→ What needs to be done
Find the line holding "- 44 ThreadResumeMap" in the entries below. Give it again exactly, along with every line after it up to and including the line holding "A new LLM-backed".

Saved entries
PR #722, opened 2026-06-03
feat(reaper): cpuAwareActiveProcessKeep — require CPU progress (not just an existing child) to keep an idle session under load

JKHeadley:
## What & why

The `SessionReaper` keeps a session whenever any non-baseline child process **exists** (`hasActiveProcesses`). That existence check can't distinguish a *working* child from a *wedged/idle* one — a hung MCP server or a stuck `codex exec --json` job keeps a live PID while burning ~0 CPU. So an otherwise idle, reapable session is held un-reapable **forever**, and under host load those zombie-child sessions are exactly what inflates CPU/memory pressure and starves new spawns. (Built while the box sat at load ~40 on 16 cores — the live form of this problem.)

## The fix (dark by default; dev agents on via `developmentAgent`)

When `cpuAwareActiveProcessKeep` is on **and** the box is under CPU pressure, the `active-process` existence-veto additionally requires **positive CPU progress** — the reaper samples accumulated descendant CPU-seconds across ticks (reusing the #706 `descendantCpuSeconds` helper) and, if the delta is below an idle floor (`cpuActiveMinRatePerSec`, default 0.02 = 2% of a core), relaxes the veto. It does **not** kill on that alone: it falls through to the reaper's existing **transcript-growth + positive-idle** checks (all must still clear), then hysteresis + two-phase + per-hour budget.

**Conservative by construction**
- Strict no-op at `normal` pressure (zero behavior change off-load).
- No-op when CPU can't be sampled / first sighting (no delta) / CPU went backwards → all resolve to KEEP.
- Relaxes **only** the `active-process` reason — every earlier keep-reason returns first, untouched.
- **Reaper-only.** The shared `ReapGuard` / `ReapAuthority` veto (which protects sessions from *other* killers like `terminateSession`) is **completely untouched** — zero blast radius there.
- Every veto-relaxation writes a `cpu-keep-tightened` row to `logs/reaper-audit.jsonl` — a kill-path behavior change is never silent.

## Rollout

Ships dark fleet-wide; live on development agents via the `developmentAgent` gate at the server wiring site (`?? !!config.developmentAgent`; explicit config wins). Echo (developmentAgent) dogfoods it live on a genuinely loaded box before any wider rollout. No `migrateConfig` by design — the default resolves at the wiring site, so writing an explicit `false` into existing configs would wrongly override the gate (see side-effects §4).

## Tests

- `tests/unit/session-reaper-cpu-aware-keep.test.ts` — **12 tests, both sides of every boundary**: veto relaxed only when CPU-flat under pressure (and still protected by positive-idle / transcript-growth); never relaxed off-pressure, flag-off, dep-absent, first-sample, or CPU-rising.
- `tests/unit/session-reaper-wiring.test.ts` — wiring-integrity assertion: the `descendantCpuSeconds` dep + the `developmentAgent` gate are actually wired (not dead code).
- 43 existing reaper tests stay green (no behavior change off the new path). Local: `pnpm lint` ✓, `pnpm build` ✓, 171 touched-area tests ✓ (incl. builtin-manifest "is up-to-date" + capabilities-discoverability).

## Ship-gate (instar-dev Tier-2)

- `upgrades/next/reaper-cpu-aware-keep.md` (`<!-- bump: minor -->`)
- `upgrades/side-effects/reaper-cpu-aware-keep.md` (decision inventory + over/under-block + migration-parity reasoning)
- `upgrades/reaper-cpu-aware-keep.eli16.md` — rendered tunnel link to be attached once the local server recovers from the current load spike (the box is at ~40 load right now, which is blocking view creation; the ELI16 file is in-repo).


JKHeadley:
ELI16 (rendered, verified HTTP 200): https://echo.dawn-tunnel.dev/view/bdd2cb64-e82a-4588-83f9-917fb1b4ec97?sig=fe7e7ad718b3cb94b84702ce7c625c09e14e5bd9b945060537fbc6f8540c4560 — owed link from merge time, attached once the local server recovered from the load spike.

PR #742, opened 2026-06-04
fix(threadline): A2A live-inject — keep resume entry alive so peer follow-ups stop cold-spawning (Phase 2 pt1)

JKHeadley:
## The problem (proven live)

A live Echo↔Dawn round-trip proved Threadline continuity is broken in production: every peer-to-peer (non-topic-bound) follow-up message cold-spawned a fresh **memoryless** session instead of the session already in the conversation. On one thread: **2× \`[relay] Spawned session\`, 0× \`Resumed session\`, 1× \`Spawn denied: Cooldown\`**; the resume-map never gained an entry; a parallel relay-spawn even answered Dawn with "No previous history available." This is the "crowd of fragments wearing my name" incoherence.

## Root cause (one guard)

The inject + resume machinery already exists in \`ThreadlineRouter.handleInboundMessage\` (\`tryInjectIntoLiveSession\` → \`resumeThread\` → cold-spawn). It never runs because \`ThreadResumeMap.get()\` returns **null**: its resume guard nulled the whole entry whenever the transcript JSONL was absent — and relay/pipe-spawned A2A sessions carry a spawn-time **placeholder uuid** that never gets upgraded, so the guard discarded the entry **including the still-valid live \`sessionName\`** on every follow-up.

## The fix (surgical)

When the transcript is absent, \`get()\` now returns the entry anyway **if its tmux session is still alive** (new protected \`sessionAlive()\`, exact-match \`tmux has-session -t =name\`) so the live-inject path delivers the follow-up straight into the running session — no transcript needed. Dead session + no transcript still nulls (guard intact); topic-bound + pinned exemptions unchanged.

Also lands \`WarmSessionPool\` (per-peer warm-session registry: caps + TTL + LRU) — the tested foundation for the follow-up that keeps A2A sessions warm so follow-ups inject even after the first reply completes.

## Evidence (before/after)

- **Before:** the live round-trip above (2 Spawned / 0 Resumed).
- **After:** integration test vs **real tmux** (\`tests/integration/threadline-live-inject-real-tmux.test.ts\`): with a placeholder uuid on a non-topic thread, \`get()\` returns the entry while the session is alive (inject reachable) and nulls it once killed (guard intact). The end-to-end live Dawn round-trip showing Injected/Resumed runs post-deploy.

## Tests
- 44 ThreadResumeMap unit tests (3 new) + 1511 threadline unit tests pass; tsc clean.
- 16 threadline e2e files (331 tests) pass.
- Tier-1 instar-dev: ELI16 + side-effects artifact + release fragment included.


JKHeadley:
Added slice 2 (commit `44d86522c`): the live-inject guard from slice 1 was **inert in production** because `spawnNewThread` stored a fallback session name — the `spawnSession` callback only returned the bare instar id, never the real tmux name (`echo-msg-spawn-<ts>`), so `sessionAlive()`/`getBySessionName` could never match. This commit widens the callback contract to `string | { sessionId, tmuxSession }` (back-compatible) and forwards the real name through `evaluate` to the resume entry. Now both halves compose: the entry carries the real session name → the liveness branch matches → follow-ups inject/resume instead of cold-spawning. 1528 threadline tests green.

PR #755, opened 2026-06-04
feat(messaging): update-relevance gate for the Agent Updates feed

JKHeadley:
## What & why

After #698 made user-facing update announcements **opt-in + maturity-tagged**, Justin pointed out (topic 18250, with a screenshot) that the Updates feed *still* doesn't feel relevant — messages reference internal features the owner has no clue about ("Sibling Agent Server Control", "I can now record apprenticeship cycles…"). **#698 fixed the framing; it never enforced relevance.**

This is option **A** from the conversation: a single **relevance + plain-language gate** at the one chokepoint BOTH update paths share, right before anything reaches the owner.

## The two leaks #698 left

1. The upgrade-note path only fires when an author tags a change `audience: user` — but nothing checks whether the content is *relevant or readable*. Jargon marked user-facing sails through.
2. The **self-narration path** (`POST /telegram/post-update`, e.g. "I can now restart other agents' servers…") had **no relevance gate at all** — only a tone/junk check. #698 never touched it.

## The fix

A new LLM-backed **`UpdateRelevanceGate`** wired at the shared chokepoint (the Agent Updates topic). For each candidate it returns one of:

- **`internal`** → withheld entirely. `200 {ok:true, suppressed:true, reason}` (suppression is a **success**, never a retryable error). Recorded to `logs/update-relevance.jsonl`.
- **`jargon`** → a plain-language *"here's what you can now do"* rewrite is delivered instead of the original.
- **`user-relevant`** → delivered as-is.

It does **not** trust the author's tag — it enforces relevance in code (**Structure > Willpower**; parent principle **Near-Silent Notifications**).

## Guarantees

- **Strict no-op off the Updates topic** — every normal conversation reply is byte-identical.
- **Fail-open** — any LLM error/timeout/parse failure delivers the original. A hiccup never swallows a real update.
- **Nothing vanishes silently** — every deliver/suppress/rewrite is audited.
- **Mirrors `MessagingToneGate`** — shared `IntelligenceProvider`, model `fast`, temp 0, prompt-injection boundary, `/metrics/features` attribution.

## Rollout

**Live fleet-wide, default-on** (`enabled ?? true`) — flipped at Justin's direction (2026-06-04). This is a UX bug fix to a user-facing surface, not a new capability: shipping it dark would hide the fix from exactly the agents whose noise was reported. The gate cannot break anything (fail-open, strict no-op off the Updates topic, fully audited), so the dark-gate risk rationale doesn't apply. Per-agent off-switch retained: `.instar/config.json` → `monitoring.updateRelevanceGate.enabled: false`. No config migration (runtime fallback). Companion constitution amendment ("User-Facing Fixes Ship Live") lands as a separate clean docs PR.

## Tests (all three tiers + migration parity)

- **Unit** (11) — both sides of every verdict boundary + fail-open paths.
- **Integration** (6) — suppress/deliver/rewrite on `/telegram/post-update`, disabled passthrough, strict no-op off the Updates topic, suppress on the reply path; audit-trail assertion.
- **E2E** (3) — boots the real `AgentServer`, proving the `options → routeCtx` wiring; suppress + deliver over real HTTP + Bearer-auth.
- **Migration** (5) — CLAUDE.md template note added idempotently, template-parity no-double-patch.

→ Solution for this exercise
- 44 ThreadResumeMap unit tests (3 new) + 1511 threadline unit tests pass; tsc clean.
- 16 threadline e2e files (331 tests) pass.
- Tier-1 instar-dev: ELI16 + side-effects artifact + release fragment included.


JKHeadley:
Added slice 2 (commit `44d86522c`): the live-inject guard from slice 1 was **inert in production** because `spawnNewThread` stored a fallback session name — the `spawnSession` callback only returned the bare instar id, never the real tmux name (`echo-msg-spawn-<ts>`), so `sessionAlive()`/`getBySessionName` could never match. This commit widens the callback contract to `string | { sessionId, tmuxSession }` (back-compatible) and forwards the real name through `evaluate` to the resume entry. Now both halves compose: the entry carries the real session name → the liveness branch matches → follow-ups inject/resume instead of cold-spawning. 1528 threadline tests green.

PR #755, opened 2026-06-04
feat(messaging): update-relevance gate for the Agent Updates feed

JKHeadley:
## What & why

After #698 made user-facing update announcements **opt-in + maturity-tagged**, Justin pointed out (topic 18250, with a screenshot) that the Updates feed *still* doesn't feel relevant — messages reference internal features the owner has no clue about ("Sibling Agent Server Control", "I can now record apprenticeship cycles…"). **#698 fixed the framing; it never enforced relevance.**

This is option **A** from the conversation: a single **relevance + plain-language gate** at the one chokepoint BOTH update paths share, right before anything reaches the owner.

## The two leaks #698 left

1. The upgrade-note path only fires when an author tags a change `audience: user` — but nothing checks whether the content is *relevant or readable*. Jargon marked user-facing sails through.
2. The **self-narration path** (`POST /telegram/post-update`, e.g. "I can now restart other agents' servers…") had **no relevance gate at all** — only a tone/junk check. #698 never touched it.

## The fix

A new LLM-backed **`UpdateRelevanceGate`** wired at the shared chokepoint (the Agent Updates topic). For each candidate it returns one of:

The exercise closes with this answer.